GLOBAL FINANCIAL CRISIS OF 2008 | US GOVERNMENT & WALL STREET HUBRIS?
Sean Ian Fischer, MA, EMBA
Leadership Consultant | International Relations and Crisis Analyst | Veterans Advocate | Personal Sovereignty Advocate | Investor at Mustang Leadership Solutions Group? LLC
? Sean Ian Fischer, 19 June 2024. All Rights Reserved. Contributor to Mustang Leadership Solutions Group?, LLC. First written 8 April 2022.
The Problem
The 2008 Great Financial Crisis (GFC) exposed the arrogance and hubris of the American financial system. In America, a balance between free markets and ethical conduct are a must in an experienced and advanced democracy. When financial markets go awry leading to the destruction of the lives of a society’s citizens, it is imperative that the government step in to provide the society with the necessary stability and security. In 2008, the GFC wreaked havoc on the global economy and its markets. The United States government did step in and provide relief, but the public and media perception was that the relief was targeted toward the very businesses and banks who engineered the crisis to begin with. There was no direct relief provided to the citizen. To add insult to injury, government relief to America’s corporations and banks were funded by the American taxpayer.

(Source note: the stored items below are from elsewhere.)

PR #930, opened 2023-11-04
cmake: fix default `TLS_DEFAULT_CA_FILE` value in `libtls` for Windows

vszakats:
Matching the logic used for `libcrypto` (and in autotools builds
for both `libcrypto` and `libtls`), set the default
`TLS_DEFAULT_CA_FILE` value to `C:/Windows/libressl/ssl/...`,
replacing the current, potentialy world-writable filename.


busterb:
This is in a few different places. Wondering if we could better condense this logic to a common place.

vszakats:
Good point! I've made a commit that also fixes this for `nc` and `ocspcheck` while moving up the defaulting logic to the root `CMakeLists.txt`.

busterb:
This looks better, thanks!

Fortunately, learning the lessons of the GFC, the United States acted swiftly during the Covid-19 global pandemic by providing stimulus not only to the private business sector, but also to its citizens in the form of direct payments and other indirect vehicles and instruments. True, this action had the ancillary effect of creating inflation with large amounts of dollars in the financial system, but it nonetheless enabled citizens to weather the storm of the pandemic better than had been done for the citizen during the GFC.
Evidence
All too often, governments and economists fail to recognize the human factor in its analysis. It is imperative that government bureaucrats and technocrats understand the thought patterns behind how economies work. In George A. Akerlof and Robert J. Schiller’s Animal Spirits they say that we “…will not understand economic events unless we face that their causes are largely mental in nature…this thought experiment fails to take into account the extent to which people are also guided by non-economic motivations…it fails to take into account the extent to which they are irrational or misguided. It ignores the animal spirits” (pp 3).
The 2008 GFC was caused by intangibles such as our changing confidence, temptations, envy, resentment, and illusions.[1] Akerlof and Schiller contend that there are five different aspects of animal spirits and how they affect economic decisions: 1) Confidence, 2) Fairness, 3) Corruption, 4) Anti-social behavior, and 5) Money Illusion. Whereas confidence is the feedback mechanism between it and the economy that amplify disturbances; fairness – the setting of wages and prices; the temptation toward corrupt and anti-social behavior and their role in the economy; money illusion where the public is confused by inflation and deflation and does not reason through its effects (pp 5).[2]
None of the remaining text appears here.